Training-Free Sketch-Guided Diffusion with Latent Optimization
Sandra Zhang Ding, Jiafeng Mao, Kiyoharu Aizawa
TL;DR
This work tackles controllable image synthesis with diffusion models using sketches without any training or fine-tuning. It leverages DDIM inversion to preserve sketch-induced cross-attention maps and introduces latent optimization that aligns intermediate latents with targets derived from the sketch, under a user-provided text prompt. The key insight is that cross-attention maps are robust to domain shifts between sketches and real images and can serve as reliable guidance for structure-aware generation.

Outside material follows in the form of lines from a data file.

PR #6276, opened 2023-06-18
Optimism gas

### LINKED ISSUE #6033: Optimism gas fees are not taking L1 into account
## Problem Definition

The optimism gas fees seem to not be calculated correctly by rotki.

rotki seems to calculate smaller fees than what etherscan shows. As an example let's take transaction: https://optimistic.etherscan.io/tx/0x8743e91d59f79135d0d81854c2825ccee9873d87b2d60945ab8a8712c50151ee

Etherscan
2023-05-10-130333_672x216_scrot

rotki
2023-05-10-130605_884x345_scrot

So it seems we are not taking L1 gas fees at all into the calculation. We need to fix this.

## Task

Figure out the exact formula and if more data need to also be pulled for each transaction in order for the calclation to be correct. Then plan out a way to implement it.

0xGusMcCrae:
Closes #6033

Summary of changes:

- Adds an optional l1_fee attribute to EvmTransaction. For Optimism transactions, this value will be pulled from etherscan as part of the transaction receipt and added to the EvmTransaction.  Optimistic etherscan computes this value itself, so it should still be accurate for the changes that came with the bedrock upgrade. At the least, the values shown in rotki match those shown on etherscan with the calculation I've got it using.
- The node_inquirer was altered so that it always uses etherscan for optimistic transactions since web3.py doesn't have support for the additional values needed for the l1 fee calculation
- The EvmTransaction database was altered to accomodate the new l1_fee value. This will be NULL for non-optimistic transactions.
- Updates to test files to reflect the correct gas fees and new EvmTransaction table/database structure.

Note: 
I'm not sure if way I've got it coded currently is how you'd prefer it. Should I override the necessary functions in the optimism specific node_enquirer, decoder etc? Or is it fine having conditonals checking for optimistic txs in the base EVM versions? 

For test_evm_tx_decoding.py, I needed to add the l1_fee column to the ethtxs.db sample test data. I didn't have the password to the database, so I added `cursor.execute('ALTER TABLE evm_transactions ADD COLUMN l1_fee TEXT')` at line 118 to get it to pass (https://github.com/0xGusMcCrae/rotki/blob/67951ff82371ce88bfbd25ae372c120a5c1af19f/rotkehlchen/tests/unit/test_evm_tx_decoding.py#L118). If I can get the password to edit the actual database file, I can probably fix it so this isn't necessary.


docs/changelog.rst
```diff
@@ -2,6 +2,7 @@
 Changelog
 =========
 
+* :bug:`-` Fix gas fee calculation for Optimism transactions to include L1 fees.
```
LefterisJP, line 5: add the issue number

```suggestion
* :bug:`6033` Fix gas fee calculation for Optimism transactions to include L1 fees.
```

LefterisJP (commented):
Hey @0xGusMcCrae thanks a lot for your PR trying to tackle a quite difficult issue. :muscle: 

As you can see from my comments quite a few changes in the approach are needed.

And as I told you in the issue this is quite complicated as a problem.

But it's really cool to see you delve into the code and the problem. Very happy to see the attempts and thinking.

So about the "right" approach here. It's a big question mark and I am not totally sure myself as I have not put any really serious thinking here.

But perhaps things to consider would be:

1. Since this l1fee a different value, optional only to optimism (maybe also arbitrum?) it would make sense to split it off? Both in the DB in a different table which would connect with a foreign key relation to the evm transactions for optimism?
2. Perhaps turn EvmTransaction into a frozen dataclass with inheritance and also create OptimismTransaction ... or RollupTransaction (if the same kind of thinking also applied to Arbitrum) which just adds the extra field on top.
3. The tricky part and question is what to do for the l1 fee. As you said, only etherscan has it, but we can't limit our queries only to it. The open rpc nodes are invaluable. We should not stop querying them for optimism. Perhaps the fee can be added if it's an etherscan query and set to `None` otherwise. Then create a periodic task to run (in the same spirit as the query of missing prices: https://github.com/rotki/rotki/blob/90fa68b412dc9be211491caba5e165a0870b2919/rotkehlchen/tasks/manager.py#L394) and find missing L1 fees from optimism transactions, query them, add them to the DB and trigger a redecoding of the specific events tied to those transactions (to calculate the gas correctly).
4. Do the other stuff I pointed out in the code.

This is definitely not an easy first issue to tackle but you seem to be getting the hang of it!
Hope my blurbing ideas at 01:40 at night make sense :smile:

0xGusMcCrae:
Thanks for the feedback. I'll get started implementing the changes and try to figure something out for the node inquiries. I'll pop into the discord if I have any questions.

Closing this PR as I think I'm going to start on a fresh branch rather than undo the current changes.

The method achieves competitive realism and strong layout fidelity on Sketchy and ImageNet-Sketch, and extends to real-image editing with sketch-driven layout/style control, offering a practical, training-free pathway for controllable content creation.
Abstract
Based on recent advanced diffusion models, Text-to-image (T2I) generation models have demonstrated their capabilities to generate diverse and high-quality images. However, leveraging their potential for real-world content creation, particularly in providing users with precise control over the image generation result, poses a significant challenge. In this paper, we propose an innovative training-free pipeline that extends existing text-to-image generation models to incorporate a sketch as an additional condition. To generate new images with a layout and structure closely resembling the input sketch, we find that these core features of a sketch can be tracked with the cross-attention maps of diffusion models. We introduce latent optimization, a method that refines the noisy latent at each intermediate step of the generation process using cross-attention maps to ensure that the generated images adhere closely to the desired structure outlined in the reference sketch. Through latent optimization, our method enhances the accuracy of image generation, offering users greater control and customization options in content creation.